虎誠聞言,心中大急,他非常了解妹妹的個性,使勁朝柳雪兒使眼色,讓她隨了她娘心願,快點離去,卻見柳雪兒沒反應,直接前去拖起柳雪兒,道:“雪兒,走吧,跟你娘回去吧,這裡交給舅舅了,走吧!”
柳雪兒在虎誠的硬拉下,無奈的起來,走到虎倩蓮身旁,淚濕的雙眸始終不離酒天身上,嗚咽道:“娘!你太狠心,這麽硬拆散我們,終有一天我會比你強,我不用再聽你的!”

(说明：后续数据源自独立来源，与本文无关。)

PR #2073, opened 2025-05-31
Fix inconsistency in BBR2 A0 point selection logic between cloudflare/quiche and google/quiche

antoniovicente:
The A0 point is used in bandwidth computations when BW over-estimation protections are enabled (the default).

Without this change, BW is under estimated in some edge cases.

### DIFF
--- a/quiche/src/recovery/gcongestion/bbr/bandwidth_sampler.rs
+++ b/quiche/src/recovery/gcongestion/bbr/bandwidth_sampler.rs
@@ -455,7 +455,9 @@ impl RecentAckPoints {
     }
 
     fn less_recent_point(&self) -> Option<AckPoint> {
-        self.ack_points[0].or(self.ack_points[1])
+        self.ack_points[0]
+            .filter(|ack_point| ack_point.total_bytes_acked > 0)
+            .or(self.ack_points[1])
     }
 }
 
@@ -789,7 +791,7 @@ impl BandwidthSampler {
 
         while let Some(candidate) = a0_candidates.get(1) {
             if candidate.total_bytes_acked > total_bytes_acked {
-                return Some(*candidate);
+                break;
             }
             a0_candidates.pop_front();
         }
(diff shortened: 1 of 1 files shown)


quiche/src/recovery/gcongestion/bbr/bandwidth_sampler.rs
```diff
@@ -789,7 +791,7 @@ impl BandwidthSampler {
 
         while let Some(candidate) = a0_candidates.get(1) {
             if candidate.total_bytes_acked > total_bytes_acked {
-                return Some(*candidate);
+                break;
```
antoniovicente, line 794: Note that we were returning the `i` th element, instead of `i-1`

https://github.com/google/quiche/blob/66dc426/quiche/quic/core/congestion_control/bandwidth_sampler.cc#L524

quiche/src/recovery/gcongestion/bbr/bandwidth_sampler.rs
```diff
@@ -915,11 +917,11 @@ mod bandwidth_sampler_tests {
...
             );
 
-            let max_bandwidth =
-                self.max_bandwidth.max(sample.sample_max_bandwidth.unwrap());
+            let sample_max_bandwidth = sample.sample_max_bandwidth.unwrap();
+            self.max_bandwidth = self.max_bandwidth.max(sample_max_bandwidth);
 
             let bandwidth_sample = BandwidthSample {
-                bandwidth: max_bandwidth,
+                bandwidth: sample_max_bandwidth,
```
antoniovicente, line 924: The original test does not do `self.max_bandwidth.max` on the bw sample returned by this function in the test harness.  This fixes the `app_limited` test at idx `61`.

https://github.com/google/quiche/blob/66dc426afd733258dd95b6e3307a5833a48e5df4/quiche/quic/core/congestion_control/bandwidth_sampler_test.cc#L102

quiche/src/recovery/gcongestion/bbr/bandwidth_sampler.rs
```diff
@@ -1386,19 +1388,13 @@ mod bandwidth_sampler_tests {
...
-                assert!(
-                    sample.bandwidth < expected_bandwidth * 0.7,
-                    "{} {:?} vs {:?}",
-                    i,
-                    sample.bandwidth,
-                    expected_bandwidth * 0.7
-                );
-            } else {
-                // Needs further investigation: when using overestimate_avoidance,
-                // sample.bandwidth increases 1 packet earlier than expected.
```
antoniovicente, line 1399: The fix to choose_a0_point makes this test work without the hacks added in da5379760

虎倩蓮輕歎一聲,道:“女兒啊!為娘也是身不由己啊,哪個做娘的不想給兒女幸福呢,可你想過你娘肩上的重擔,這些等你長大了才會明白!好了,我們回去吧!”
她又朝酒天望去,對他非常好奇,尤其是他的根骨、體魄, 絕對是練武的好苗子,心生憐惜,道:“你叫酒天吧。本谷主也給你機會,只要你在雪兒成親前挑戰花無情,打敗他,我就中止聯姻之事。”
花無情聽了忿忿不平,問道:“虎谷主,你這是什麽意思?不要忘了,我們聯姻事關兩谷榮辱,你這樣合適嗎?”
“你怕了?”虎倩蓮冷冷反問,冰冷目光掃視,讓人如臨冰淵,不容抗拒。
虎誠心悅,連忙調和,道:“呵呵!無情,你身為百花谷的少主子,難道會怕了一個無名小卒嗎?”
”嘿嘿!怕!笑話,就怕兩年後這小子怕了,不敢來。“花無情霸氣反駁。
”對,對,對!花少谷主什麽身份,怎麽能與那小子相提並論呢!“虎誠附道。
花無情知道虎倩蓮的脾氣,自己再爭也於事無補,隻好強壓心中怒氣,陰毒目光射向酒天,冷蔑道:“嘿嘿,一隻螻蟻而已,就怕你沒勇氣來挑戰。”
虎誠送雪兒、虎倩蓮等人出了大門,然而柳雪兒仍依依不舍的望著酒天,哭喊道:“酒天哥哥,兩年後的八月十五前,你一定要在來找我,一定要記住!”
虎誠目送虎倩蓮等人駕車離開,輕歎一聲,回到院內,望著被冰封的酒天,喃喃自語道:“兒女情長,兒女情長啊,這東西可真是要命啊!”
酒天一直被冰封著,眼睛動不了,卻能直視,看著傷心欲絕、哭成淚人的柳雪兒,心痛得刀絞一般,熱淚隻往心裡流,目睹雪兒的離去,自己卻無能為力,痛恨自己,心中不禁呐喊:“我要變強!”